Which is maybe a weird argument to make AGAINST a poetry collection, and certainly one not everyone will see as a negative, but it comes down to this: this collection is super writerly, very poetic, full of some lovely smart language, but frequently that is all that is there. To have a collection which follows the incredibly rigid format of a sestina quickly up in a couple poems with a slightly more forgiving and looser villanelle feels deeply like an exercise in poetics, especially when you have such a mundane, nonpoetic topic as football to treat.

And sport comes up multiple times as a topic here (after the sestina, there is one on listening to the game on the radio, an ending note on golf). Others treat with the same poetics such moments as school days or being on the sea. The topics are often very specific, as if O'Donnell set out to say "today, I want to write about a mattress sales floor," and then set about writing that poem. Many of these poems are about these very specific experiences, honed down and clear. For me, it frequently feels like work that would be better suited in prose as part of a larger work.

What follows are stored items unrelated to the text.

PR #295, opened 2026-06-22
fix(proxy): refresh takeover backup on hot-switch

### LINKED ISSUE #292: Claude Code Local configuration does NOT correctly recover
# Issue Description

Local configuration doesn't correctly recover to the selected provider after disable Proxy. The worse thing is that it directly overwrite the selected provider without any explicit reminder.

# Reproduce stage

1. select a provider A with proxy on
2. select a different provider B during proxy on
3. disable proxy
4. select provider C 

then you will find that provider B and provider C configuration will be auto-overwrite by Provider A. 

# Expectation

cc-switch should recover to the selected provider configuration during proxy on/off

unive3sal:
Refresh the restore backup from the selected provider during takeover hot-switches so disabling proxy restores the provider the user chose instead of the one active when takeover began.

Fixes #292

### DIFF
--- a/src-tauri/src/cli/i18n.rs
+++ b/src-tauri/src/cli/i18n.rs
@@ -4270,12 +4270,10 @@ pub mod texts {
             } else {
                 "修改监听地址：需先停止本地代理。监听端口可以修改。改完后重新启动路由生效。"
             }
+        } else if current_app_is_active {
+            "Listen address: stop the proxy to edit. Listen port: stop this app's route to edit. Restart routing after changes."
         } else {
-            if current_app_is_active {
-                "Listen address: stop the proxy to edit. Listen port: stop this app's route to edit. Restart routing after changes."
-            } else {
-                "Listen address: stop the proxy to edit. Listen port can be edited. Restart routing after changes."
-            }
+            "Listen address: stop the proxy to edit. Listen port can be edited. Restart routing after changes."
         }
     }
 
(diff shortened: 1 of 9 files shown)


SaladDay:
@unive3sal Thanks for the fix. The direction makes sense, but I think this still needs one more pass before merge.

The new backup refresh currently uses a two-way merge from the existing restore backup into the selected provider snapshot. That updates keys that exist in the selected provider, but it does not remove provider-owned keys that only existed on the previous provider.

A concrete case:

- provider A restore backup has `env.ANTHROPIC_API_KEY = a-key`, `env.ANTHROPIC_BASE_URL = https://a.example`, and `env.LOCAL_ONLY = kept`
- provider B only has `env.ANTHROPIC_API_KEY = b-key`
- hot-switch to provider B

After `update_live_backup_from_provider`, the restore backup becomes:

```json
{
  "env": {
    "ANTHROPIC_API_KEY": "b-key",
    "ANTHROPIC_BASE_URL": "https://a.example",
    "LOCAL_ONLY": "kept"
  }
}
```

So disabling proxy would restore provider B's key mixed with provider A's base URL. That still leaves part of #292 unfixed.

I think this needs a base-aware merge: base = previous selected provider snapshot, local = existing restore backup, incoming = newly selected provider snapshot. That would preserve local-only fields like `LOCAL_ONLY`, while removing old provider-owned fields that the new provider no longer has. Codex TOML likely needs the same stale-key consideration too, not only Claude JSON.

Could you add a regression test for this case? The current tests cover overwriting shared keys and preserving local-only keys, but not removing stale provider-owned keys.

SaladDay:
LGTM, THANKS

This isn't to say that good writing isn't worth reading, of course, and for folks who read poetry for the wordplay and language and eschew meaning, you are probably the exact audience the book expects. And the language is frequently lovely, whether the rhyme scheme in the titular poem and the slant rhymes of each stanza in "Butterflies," subtle enough at first that you don't immediately even notice it in the language, or just lovely work like "The Last Wolf in Ireland". Even pieces where that heavy handed concept comes in are still lovely at times... the aforementioned "Showrooms" is no less attractive for its unconventional topic... but it also underscores some of the difficulties. For example, "Kindertotenlieder" and "The Loss" seem to be kindred poems (and both standouts to me), but the former seems stronger despite far simpler language and sparser images, despite "The Loss" being more clearly personal and beautifully worded. Perhaps it is because of how loss had been at the center of multiple poems in a row in this last section, making the contents feel like a litany of losses, an individual poem commemorating each loss ever felt, to the point of feeling more like obsession than tribute.

So really, three stars is very much about what I wanted from this, but I think a fan of "poetry" from a literary primer standpoint would be at home here. I think folks for whom poetry is a wise professor playing with fancy words would enjoy it quite a bit. There is absolutely a place for such poetry. But this particular collection didnt get there for me, particularly because of those qualities that others might praise (and really, may that praise come if there are others who loved this).